Let us consider the case which best lends itself to Dr. Spencer's argument.  The final emitter CO2 molecule is in the upper troposphere and in equilibrium with its immediate surrounding layer of air.  This is actually not a very common case, because according to reports, the mean free path of CO2 emissions at the principle absorption wavelength of interest is between 25 and 48 m at sea level.  We will take the greater length of 48 m, since that is the better case for Dr. Spencer's argument.  The mean free path (mfp) is proportional to the atmospheric density assuming a well-mixed CO2 case.  That implies the mfp is 142 m at 10 km according to the relative densities at sea level and 10 km according to the US Standard Atmosphere.  This in turn makes it clear why most final CO2 emitters are in the tropopause and not in the upper troposphere.  Even with a chance of only about 0.2 or less of an absorbing molecule in the tropopause of coming into equilibrium with the surrounding molecules of the tropopause, most emission chains will have many chances to do so.  So most final emitters are already in equilibrium with the tropopause and are not going to change their energy emission efficiency to to an increase in numbers.

Now let us double the number of CO2 molecules in the atmosphere.  Let us assume that half of the present final emitters are at 10 km altitude and half are in the tropopause.  Then we will double the number of CO2 molecules and the mfp becomes half what it was, or about 71 m.  As a result, we will assume that all of the final emitters are now in the tropopause to minimize their temperature.  Let us compare the rates of energy emission into space for these two cases assuming an emissivity of 1 (since it does not matter for the comparison) and ignoring the fact that CO2 emits only a small fraction of the total black body spectrum:

Case 1:
P = (0.5) σ (T at 10 km)4 + (0.5) σ (T of tropopause)4
P = (0.5)(5.6697 x 10-8) [(223.25)4 + (216.65)4] = 132.87 W/m2

Case 2 with doubled CO2:
P = 2(5.6697 x 10-8) (216.65)4 = 249.82 W/m2

Of course these emission powers are proportionally exaggerated for simplicity, since water vapor still plays a final emission role and the emission is not black body emission.  Doubling CO2 results in a 1.88 times increase in the cooling rate of the Earth attributable to CO2 with the ballpark reasonable assumptions made.
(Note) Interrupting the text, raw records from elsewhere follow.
PR #401, opened 2024-05-08
Feature/sbachmei/mic 4981 5037 update disease observer

stevebachmeier:
### Description

- *Category*:  refactor
- *JIRA issue*: https://jira.ihme.washington.edu/browse/MIC-5037

### Testing

Tests pass

### DIFF
--- a/src/vivarium_public_health/metrics/disease.py
+++ b/src/vivarium_public_health/metrics/disease.py
@@ -7,18 +7,20 @@ This module contains tools for observing disease incidence and prevalence
 in the simulation.
 
 """
+
+from pathlib import Path
 from typing import Any, Dict, List, Optional
 
 import pandas as pd
-from vivarium import Component
+
 from vivarium.framework.engine import Builder
 from vivarium.framework.event import Event
 from vivarium.framework.population import SimulantData
-
+from vivarium.framework.results import METRICS_COLUMN, StratifiedObserver
 from vivarium_public_health.utilities import to_years
 
 
-class DiseaseObserver(Component):
+class DiseaseObserver(StratifiedObserver):
     """Observes disease counts and person time for a cause.
 
     By default, this observer computes aggregate disease state person time and
@@ -40,15 +42,6 @@ class DiseaseObserver(Component):
                         - "sample_stratification"
     """
 
-    CONFIGURATION_DEFAULTS = {
-        "stratification": {
-            "disease": {
-                "exclude": [],
-                "include": [],
-            }
-        }
-    }
-
     ##############
     # Properties #
     ##############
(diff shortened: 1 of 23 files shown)


src/vivarium_public_health/metrics/disease.py
```diff
@@ -57,7 +50,7 @@ class DiseaseObserver(Component):
     def configuration_defaults(self) -> Dict[str, Any]:
         return {
             "stratification": {
-                self.disease: self.CONFIGURATION_DEFAULTS["stratification"]["disease"]
+                self.disease: super().configuration_defaults["stratification"]["disease"]
```
rmudambi, line 53: Why do we need this? Isn't just using the superclass `StratifiedObserver` sufficient?

src/vivarium_public_health/metrics/disease.py
```diff
@@ -134,3 +133,53 @@ def on_time_step_prepare(self, event: Event) -> None:
 
     def aggregate_state_person_time(self, x: pd.DataFrame) -> float:
         return len(x) * to_years(self.step_size())
+
+    ##################
+    # Report methods #
+    ##################
+
+    def report_person_time(self, measure: str, results: pd.DataFrame):
```
rmudambi, line 141: It seems like there's a lot of duplicated code between these two report methods and also the report method of the `DisabilityObserver`

stevebachmeier: I'll look and see if I can extract something out into a utility function

src/vivarium_public_health/metrics/disease.py
stevebachmeier: No. The super() would return
```
"stratification": {
  "disease": {
    "exclude": [],
    "include": [],
  },
}
```

But we don't want a generic "disease" for the second key, but the specific disease name

src/vivarium_public_health/utilities.py
```diff
@@ -123,3 +126,32 @@ def get_index_columns_from_lookup_configuration(
...
+    results_dir = Path(observer.results_dir)
+    # Add extra cols
+    col_mapper = {"measure": measure}
+    col_mapper.update(extra_cols)
+    col_mapper.update(
+        {"random_seed": observer.random_seed, "input_draw": observer.input_draw}
+    )
+    for col, val in col_mapper.items():
+        if val is not None:
+            results[col] = val
```
rmudambi, line 147:
```suggestion
    col_mapper = {k: v for k, v in col_mapper.items() if v is not None}
```

stevebachmeier: Decided not to change. It's the same number of lines and I think it's more readable (despite hating nested loops)

rmudambi (approved):

PR #409, opened 2024-05-10
Feature/sbachmei/reformat output datasets

stevebachmeier:
### Description

- *Category*:  refactor
- *JIRA issue*: na

### Changes and notes
 
Instead of saving all measure results in a single file regardless of
where they came from (e.g. transition counts and person time from
different diseases or person time from diseases and risks), we
want to save each specific observer as its own dataset (e.g.
each disease gets its own specific person_time_{disease}.parquet
and transtion_count_{disease}.parquet.

This also streamlines the datasets so that they always have `measure`,
`entity_type`, `entity`, and `sub_entity` columns per RT's [design doc](https://vivarium-research.readthedocs.io/en/latest/model_design/vivarium_features/standard_results_formats/index.html)

### Testing

all tests pass

### DIFF
--- a/src/vivarium_public_health/metrics/disability.py
+++ b/src/vivarium_public_health/metrics/disability.py
@@ -126,22 +126,17 @@ class DisabilityObserver(StratifiedObserver):
         results: pd.DataFrame,
     ) -> None:
         """Combine each observation's results and save to a single file"""
-        measure = "ylds"
-        if not cause_state:
-            entity_type = "cause"
-            entity = "all_causes"
-            sub_entity = None
-        else:
-            entity_type = cause_state.cause_type
-            entity = cause_state.model
-            sub_entity = cause_state.state_id
+
+        kwargs = {
+            "entity_type": cause_state.cause_type if cause_state else "cause",
+            "entity": cause_state.model if cause_state else "all_causes",
+            "sub_entity": cause_state.state_id if cause_state else None,
+            "results_dir": self.results_dir,
+            "random_seed": self.random_seed,
+            "input_draw": self.input_draw,
+        }
         write_dataframe_to_parquet(
             results=results,
-            measure=measure,
-            entity_type=entity_type,
-            entity=entity,
-            sub_entity=sub_entity,
-            results_dir=self.results_dir,
-            random_seed=self.random_seed,
-            input_draw=self.input_draw,
+            measure="ylds",
+            **kwargs,
         )
--- a/src/vivarium_public_health/metrics/disability.py
+++ b/src/vivarium_public_health/metrics/disability.py
@@ -8,7 +8,8 @@ in the simulation.
 
 """
 
-from typing import List
+from functools import partial
+from typing import List, Optional
 
 import pandas as pd
 from vivarium.framework.engine import Builder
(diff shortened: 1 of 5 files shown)


src/vivarium_public_health/metrics/disability.py
```diff
@@ -120,16 +121,27 @@ def disability_weight_aggregator(self, dw: pd.DataFrame) -> float:
 
     def report(
         self,
+        cause_state: Optional[DiseaseState],
```
albrja, line 124: Doesn't the optional need to be the last arg or no?

albrja (approved):

src/vivarium_public_health/metrics/disability.py
stevebachmeier: Nope, Optional inplicitly allows for None type. That is, `Optional[DiseaseState]` == `Union[DiseaseState, None]`

src/vivarium_public_health/metrics/disability.py
```diff
@@ -120,16 +121,27 @@ def disability_weight_aggregator(self, dw: pd.DataFrame) -> float:
...
-            self.input_draw,
-            {COLUMNS.CAUSE: cause},
+            results=results,
+            measure=measure,
+            entity_type=entity_type,
+            entity=entity,
+            sub_entity=sub_entity,
+            results_dir=self.results_dir,
+            random_seed=self.random_seed,
+            input_draw=self.input_draw,
```
rmudambi, line 146: Is it cleaner to build a dictionary `kwargs` and then do `write_dataframe_to_parquet(**kwargs)`?

src/vivarium_public_health/metrics/disability.py
```diff
@@ -120,16 +121,27 @@ def disability_weight_aggregator(self, dw: pd.DataFrame) -> float:
 
     def report(
```
rmudambi, line 122: I think it's a bit confusing to call this method `report`, since it's not actually the method being sent as the report function when you register observations. Same thing in your other observer.

tests/metrics/test_disease_observer.py
```diff
@@ -218,3 +227,58 @@ def test_observation_correctness(base_config, base_plugins, disease, model, tmpd
...
+    hcd_healthy_state = SusceptibleState("not_a_zombie")
+    hcd_infected_state = DiseaseState("a_zombie")
+    hcd_healthy_state.add_rate_transition(hcd_infected_state)
+    human_cortico_deficiency = DiseaseModel(
+        "human_cortico_deficiency",
+        initial_state=hcd_healthy_state,
+        states=[hcd_healthy_state, hcd_infected_state],
+    )
+
+    vampiris_observer = DiseaseObserver("vampiris")
```
rmudambi, line 251: Vampiris not vampirism?

rmudambi (approved):

tests/metrics/test_disease_observer.py
stevebachmeier: https://imlegend.fandom.com/wiki/Vampiris

src/vivarium_public_health/metrics/disability.py
stevebachmeier: Not sure I understand. In line 100, we register the observation with `report=partial(self.report, cause_state)`. The self.report is indeed this `report` method defined here.

src/vivarium_public_health/metrics/disability.py
stevebachmeier: I'm pretty indifferent. Slightly less lines, though I find inline if/else statements harder to read than actual if: else: blocks

PR #414, opened 2024-05-15
update LBWSG parsing

hussain-jafari:
### Description
- *Category*: feature
- *JIRA issue*: https://jira.ihme.washington.edu/browse/MIC-4997

### Changes and notes
Account for + in right interval of some ages and closed bracket in right interval of some weights by adding more splitting. 

### Testing
Ran through all category descriptions in LBWSG risk factor in gbd_mapping and checked that parse_description properly parsed these descriptions.

### DIFF
--- a/src/vivarium_public_health/risks/implementations/low_birth_weight_and_short_gestation.py
+++ b/src/vivarium_public_health/risks/implementations/low_birth_weight_and_short_gestation.py
@@ -192,10 +192,12 @@ class LBWSGDistribution(PolytomousDistribution):
         """
         endpoints = {
             BIRTH_WEIGHT: [
-                float(val) for val in description.split(", [")[1].split(")")[0].split(']')[0].split(", ")
+                float(val)
+                for val in description.split(", [")[1].split(")")[0].split("]")[0].split(", ")
             ],
             GESTATIONAL_AGE: [
-                float(val) for val in description.split("- [")[1].split(")")[0].split('+')[0].split(", ")
+                float(val)
+                for val in description.split("- [")[1].split(")")[0].split("+")[0].split(", ")
             ],
         }[axis]
         return pd.Interval(*endpoints, closed="left")  # noqa
--- a/src/vivarium_public_health/risks/implementations/low_birth_weight_and_short_gestation.py
+++ b/src/vivarium_public_health/risks/implementations/low_birth_weight_and_short_gestation.py
@@ -153,6 +153,13 @@ class LBWSGDistribution(PolytomousDistribution):
         """
         Parses a string corresponding to a low birth weight and short gestation
         category to an Interval.
+        An example of a standard description:
+        'Neonatal preterm and LBWSG (estimation years) - [0, 24) wks, [0, 500) g'
+        An example of an edge case for gestational age:
+        'Neonatal preterm and LBWSG (estimation years) - [40, 42+] wks, [2000, 2500) g'
+        An example of an edge case of birth weight:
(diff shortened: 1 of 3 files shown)


stevebachmeier (approved):
I'm trusting you testing this well. What does `descripion` look like?

hussain-jafari:
> I'm trusting you testing this well. What does `description` look like?

We read in description from the risk_factor.low_birth_weight_and_short_gestation.categories key in the artifact, which uses load_metadata to read the LBWSG categories from gbd_mapping and create a dictionary with entries that look like {'cat2': 'Birth prevalence - [0, 24) wks, [0, 500) g'}.

src/vivarium_public_health/risks/implementations/low_birth_weight_and_short_gestation.py
```diff
@@ -152,17 +152,26 @@ def single_axis_ppf(
...
+
         :param axis:
         :param description:
         :return:
         """
         endpoints = {
             BIRTH_WEIGHT: [
-                float(val) for val in description.split(", [")[1].split(")")[0].split(", ")
+                float(val)
+                for val in description.split(", [")[1].split(")")[0].split("]")[0].split(", ")
```
stevebachmeier, line 170: I'd consider using stricter regex for this to extract the values between [ or ( and ] or ). This will only work if you've provided in your examples all edge cases, though. Specifically,

- The age is always before the weight (this is an inherent assumption with the current approach as well)
- The age and weight are always "wks" and "g" and separated by ", " (including the space).
- They are always surrounded by [] or () (or any combination of)
- The two values in each set are always separated by  ", " (including the space)
- Each value only consists of digits except for the second age value which can optionally include a "+"
- Anything prior to the age and weight never look like one of these intervals (i.e. while "estimation years" is in parentheses, it's NOT two digits separated by ", " so it doesn't match

idk, maybe this isn't worth the squeeze. REgardless, I agree you need tests 

```
>>> import re
>>>
>>> pattern = r'[\[\(](\d+, \d+\+?)[\]\)] wks, [\[\(](\d+, \d+)[\]\)] g'
>>>
>>> text1 = 'Neonatal preterm and LBWSG (estimation years) - [0, 24) wks, [0, 500) g'
>>> match = re.search(pattern, text1)
>>> age_range = match.group(1)
>>> age_range
'0, 24'
>>> weight_range = match.group(2)
>>> weight_range
'0, 500'
>>> 
>>>
>>>
>>> text2 = 'Neonatal preterm and LBWSG (estimation years) - [40, 42+] wks, [2000, 2500) g'
>>> match = re.search(pattern, text2)
>>> age_range = match.group(1)
>>> age_range
'40, 42+'
>>> weight_range = match.group(2)
>>> weight_range
'2000, 2500'
>>> 
>>> 
>>> 
>>> text3 = 'Neonatal preterm and LBWSG (estimation years) - [36, 37) wks, [4000, 9999] g'
>>> match = re.search(pattern, text3)
>>> age_range = match.group(1)
>>> age_range
'36, 37'
>>> weight_range = match.group(2)
>>> weight_range
'4000, 9999'
```

stevebachmeier: Another potentally cleaner solution is similar to what you've done but relying more on `strip`. This splits on "wks", replaces all brackets or parentheses w/ emtpy strings, and then strips excess white space

```
age_range = re.sub(r"[\[\]\(\)]", "", text1.split("wks")[0].split(" - ")[1]).strip()
```
and something similar for weight

rmudambi (approved):

PR #419, opened 2024-05-23
register one observation each for deaths and ylls

stevebachmeier:
### Description

- *Category*:  refactor
- *JIRA issue*: https://jira.ihme.washington.edu/browse/MIC-5062

### Changes and notes
This is one of two PRs to refactor Mortality (this one) and Disability 
Observers. Those are currently registering one observation per
cause where we really want to register a single observation
stratified by cause.

This is the easier of the two: it essentially adds cause_of_death
as a stratification (outside of ResultsStratifier, though, as only
the Mortality component needs it) and then handles the
"all_causes" special case manually.

### Testing

tests pass

### DIFF
--- a/src/vivarium_public_health/metrics/mortality.py
+++ b/src/vivarium_public_health/metrics/mortality.py
@@ -8,15 +8,14 @@ excess mortality in the simulation, including "other causes".
 
 """
 
-from functools import partial
-from typing import Any, Dict, List, Optional, Union
+from typing import Any, Dict, List, Optional
 
 import pandas as pd
 from vivarium.framework.engine import Builder
 from vivarium.framework.results import StratifiedObserver
 
 from vivarium_public_health.disease import DiseaseState, RiskAttributableDisease
-from vivarium_public_health.metrics.reporters import write_dataframe_to_parquet
+from vivarium_public_health.metrics.reporters import COLUMNS, write_dataframe
 
 
 class MortalityObserver(StratifiedObserver):
@@ -49,7 +48,7 @@ class MortalityObserver(StratifiedObserver):
 
     def __init__(self) -> None:
         super().__init__()
-        self.required_death_columns = ["alive", "exit_time"]
+        self.required_death_columns = ["alive", "exit_time", "cause_of_death"]
         self.required_yll_columns = [
             "alive",
             "cause_of_death",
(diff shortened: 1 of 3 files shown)


src/vivarium_public_health/metrics/reporters.py
```diff
@@ -26,6 +26,18 @@ def name(self) -> str:
...
+    measure: str,
+    results_dir: Optional[Union[str, Path]],
+) -> None:
+    """Utility function for observation 'report' methods to write pd.DataFrames to parquet"""
+    if results_dir is None:
+        raise ValueError("A results_dir must be specified to write out results.")
+    results.to_parquet(Path(results_dir) / f"{measure}.parquet", index=False)
+
+
+# FIXME: remove this when ready
```
stevebachmeier, line 40: I need to update the other components to use the new `write_dataframe` method and then I'll remove this

src/vivarium_public_health/metrics/mortality.py
```diff
@@ -92,61 +91,44 @@ def columns_required(self) -> Optional[List[str]]:
     def setup(self, builder: Builder) -> None:
         self.clock = builder.time.clock()
         self.config = builder.configuration.stratification.mortality
+        self.causes_of_death = [
```
albrja, line 94: I think this could have stayed in the other method - Im not sure it matters but it made it confusing to read.

albrja (approved):

src/vivarium_public_health/metrics/mortality.py
```diff
@@ -167,23 +149,50 @@ def calculate_ylls(self, x: pd.DataFrame) -> float:
...
-            "results_dir": self.results_dir,
-            "random_seed": self.random_seed,
-            "input_draw": self.input_draw,
-        }
-        write_dataframe_to_parquet(
+        """Format dataframe and write out"""
+
+        results = results.reset_index()
+
+        if "cause_of_death" in results.columns:
```
rmudambi, line 159: Would it be better to have 
```suggestion
        if not self.aggregate_causes:
```

src/vivarium_public_health/metrics/mortality.py
```diff
@@ -167,23 +149,50 @@ def calculate_ylls(self, x: pd.DataFrame) -> float:
...
+            results.rename(columns={"cause_of_death": COLUMNS.ENTITY}, inplace=True)
+        else:
+            # self.aggregate_causes is True
+            results[COLUMNS.ENTITY] = "all_causes"
+
+        results = results[results[COLUMNS.ENTITY] != "not_dead"]
+        results[COLUMNS.MEASURE] = measure
+
+        results.loc[results[COLUMNS.ENTITY] == "other_causes", COLUMNS.ENTITY_TYPE] = "cause"
```
rmudambi, line 168: You could replace this line and remove analogous the all_causes line below with 
```suggestion
        results[COLUMNS.ENTITY_TYPE] = "cause"
```

src/vivarium_public_health/metrics/mortality.py
```diff
@@ -167,23 +149,50 @@ def calculate_ylls(self, x: pd.DataFrame) -> float:
...
+            results[COLUMNS.ENTITY] == "other_causes", COLUMNS.SUB_ENTITY
+        ] = "other_causes"
+
+        results.loc[results[COLUMNS.ENTITY] == "all_causes", COLUMNS.ENTITY_TYPE] = "cause"
+        results.loc[
+            results[COLUMNS.ENTITY] == "all_causes", COLUMNS.SUB_ENTITY
+        ] = "all_causes"
+
+        for cause in self.causes_of_death:
+            results.loc[
```
rmudambi, line 179: Why not save out the mask to reduce duplication:
```python
cause_mask = results[COLUMNS.ENTITY] == cause.state_id
```

rmudambi (approved):

src/vivarium_public_health/metrics/mortality.py
stevebachmeier: It's use in two different methods though. I could define it once in `register_observations` and then partial that into `write_mortality_results` but that seems contrived.

src/vivarium_public_health/metrics/mortality.py
stevebachmeier: lol...I don't quite know why I did it this way. I even refer to `self.aggregate_causes` in the comment below

src/vivarium_public_health/metrics/mortality.py
stevebachmeier: I was initially doing it in one go via tuple but flake8 didn't like it for some reason so I split it into two lines like this and just didn't think about saving the mask

PR #429, opened 2024-05-31
Feature/sbachmei/mic 5095 update for refactored reporting

stevebachmeier:
### Description

- *Category*:  refactor
- *JIRA issue*: https://jira.ihme.washington.edu/browse/MIC-5095

### Changes and notes
 
This updates the observers and related tests to use the latest approach
(namely, each observation has a `formatter` method that formats the
data but writing the results to disk is done by the simulation engine).

I also renamed the `metrics` folders to `results` for consistency with vivarium.

### Testing

tests are updated and all pass


src/vivarium_public_health/metrics/columns.py
```diff
@@ -0,0 +1,24 @@
+from typing import NamedTuple
+
+from vivarium.framework.results import VALUE_COLUMN
+
+
+class __Columns(NamedTuple):
```
stevebachmeier: This container was copied/pasted from the old/deleted `reporters.py` (once I removed the now-not-used `write_results` method all that was left was this object and figured it made more sense here.

rmudambi (approved):

PR #439, opened 2024-06-26
minor changes

stevebachmeier:
### Description

- *Category*:  other
- *JIRA issue*: https://jira.ihme.washington.edu/browse/MIC-5127

### Changes and notes
 

- use the new `Observer.get_configuration_name()`
- exctract Mortality stratification categories into a causes_to_stratify attribute

### Testing

tests pass


albrja (approved):

src/vivarium_public_health/results/mortality.py
```diff
@@ -90,14 +90,18 @@ def columns_required(self) -> List[str]:
     # noinspection PyAttributeOutsideInit
     def setup(self, builder: Builder) -> None:
         self.clock = builder.time.clock()
-        self.config = builder.configuration.stratification.mortality
+        self.config = builder.configuration.stratification[self.get_configuration_name()]
```
rmudambi, line 93: Note: if you have rebased (I can't remember if you have), I recently introduced an instance method on `Component` called `get_configuration()`. You should use that here, but that can wait if you haven't rebased. If you're waiting, can you ticket it, so we don't forget to do it.

src/vivarium_public_health/results/observer.py
```diff
@@ -0,0 +1,34 @@
+from vivarium.framework.engine import Builder
+from vivarium.framework.results import Observer
+
+
+class HealthObserver(Observer):
```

The doubling of CO2 causes an increase in radiation into space and hence a cooling of the Earth system.  This is not to say that the surface temperature is proportionally cooled, but the complete system would be cooled.  It is difficult to see what set of assumptions on the altitude of final CO2 emitters would lead to a decrease of CO2 radiant cooling into space.  Even putting all of the present final emitters in the troposphere and keeping them there after doubling CO2 is not going to result in a reduction of infra-red emission by them into space.

The real effect of doubling CO2 is not as dramatically cooling as these calculations show because the upper troposphere and tropopause would surely warm up relative to their present temperature profile.

The quoted argument by Dr. Spencer does not hold up to examination.  There are many reasons, as I have argued frequently, to believe that carbon dioxide has a net cooling effect on surface temperatures and even on the heat of the Earth system as a whole.  In reality, its effect on surface temperatures is very small, for reasons I have discussed elsewhere.